The 36 governors are among the most influential politicians in Nigeria, Africa's biggest oil producer and top economy, with budgets larger than those of small nations and influence that can decide who goes on presidential tickets.

With so much at stake, candidates in past governorship elections have often played dirty, snatching ballot boxes, manipulating turnout and engaging in thuggery and intimidation.

Voting began in most states of the most populous African state by midmorning but sporadic violence in coastal Rivers state, Nigeria's oil hub, disrupted balloting in many districts.

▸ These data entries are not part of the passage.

PR #1074, opened 2019-09-25
Fix cc26x0/cc13x0 watchdog and LPM sleep timers

arurke:
In the cc26x0/cc13x0 platform, the watchdog timer interval is set to [0xFFFFF](https://github.com/contiki-ng/contiki-ng/blob/develop/arch/cpu/cc26x0-cc13x0/dev/contiki-watchdog.c#L55), which yields a ~0.7 second interval (watchdog ticks at 48 MHz / 32). However, the maximum allowed sleep, MAX_SLEEP_TIME, is one second. Thus the watchdog will bark if sleeping the maximum amount.

This PR increases the watchdog timer to 1.1 sec, to avoid this.
——
Slightly related to #1052, as that may bring forward this problem (since MCU would sleep more).


g-oikonomou:
I've always considered the watchdog reload value a magic number and never quite spent any time to figure out the conversion to SI time units. Do you have any info? Perhaps what we want to do is configure using msec and use macro to convert to the reload value assuming 48MHz? Are you saying the WDT ticks at 1.5MHz in run mode? Do you have a reference?

arurke:
Yes, see e.g. [old TI doc.](http://software-dl.ti.com/dsps/dsps_public_sw/sdo_sb/targetcontent/tirtos/2_20_00_06/exports/tirtos_full_2_20_00_06/products/tidrivers_cc13xx_cc26xx_2_20_00_08/docs/doxygen/html/_watchdog_c_c26_x_x_8h.html): "The Watchdog counts down at a rate of the device clock SCLK_HF (48 MHz) divided by a fixed-division ratio of 32, which equals to 1.5 MHz.".

> Perhaps what we want to do is configure using msec and use macro to convert to the reload value assuming 48MHz?

Seems CONTIKI_WATCHDOG_TIMER_TOP is not used anywhere else so I guess we get the power to define it. Something ala this perhaps
```
/* Watchdog timer interval, in milliseconds */
#ifdef CONTIKI_WATCHDOG_CONF_TIMER_TOP
#define CONTIKI_WATCHDOG_TIMER_TOP CONTIKI_WATCHDOG_CONF_TIMER_TOP
#else
#define CONTIKI_WATCHDOG_TIMER_TOP 1100
#endif

/* Convert timer interval from ms to ticks. Clock runs at 48 MHz / 32 */
#define WATCHDOG_TIMER_TOP_TICK ((48000 / 32) * CONTIKI_WATCHDOG_TIMER_TOP)
```
---
One additional comment:
The watchdog is patted just before we enter into sleep, but as far as I can tell, not afterwards. If so, and we spend 1 second sleeping, there would be only 100 ms left to execute `process_run()` before it would bark. One could therefore argue for e.g. 2 sec interval, to guarantee a full second of execution afterwards. This did not seem a concern for the previous implementation so maybe I am missing something?

g-oikonomou:
Thanks!

> Something ala this perhaps
Yeah looks nice I think

> The watchdog is patted just before we enter into sleep, but as far as I can tell, not afterwards. If so, and we spend 1 second sleeping

I am not quite sure how we could end up sleeping for an entire second? Surely for 1 sec we'd end up in deep sleep in which case the dog stops ticking. Unless there is a use-case whereby deep sleep is disabled, is this what you have in mind?

arurke:
> Unless there is a use-case whereby deep sleep is disabled, is this what
you have in mind?

Exactly, the LPM allows modules to block deep sleep.

arurke:
Alternatively we could pat it when waking up, as is done in ‘wake_up()’ after deep sleep

g-oikonomou:
Or in https://github.com/contiki-ng/contiki-ng/blob/develop/arch/cpu/cc26x0-cc13x0/lpm.c#L384

arurke:
:+1: I added these two changes now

Two people were killed in election-related incidents. A policeman in Port Harcourt was hacked to death on Friday night, Rivers police spokesman Ahmed Mohammad said. In Kebbi state in the northwest, gunmen killed an opposition party agent and wounded three others, police and hospital sources said.

Muhammadu Buhari of the All Progressives Congress (APC) beat President Goodluck Jonathan of the People's Democratic Party (PDP) last month with 15.4 million votes to 13.3 million.

The vote, which Buhari won on pledges to clean up Nigeria's notoriously corrupt politics and crack down harder on the Islamist Boko Haram insurgency engulfing the northeast, was deemed free and less violent than past polls.

Yet for many Nigerians, who their governor is matters more than who sits in the capital Abuja. In the early going of Saturday's vote, however, turnout appeared lower than for the presidential poll due to apathy in the south and southeast after the PDP defeat on March 28 and fears of violence.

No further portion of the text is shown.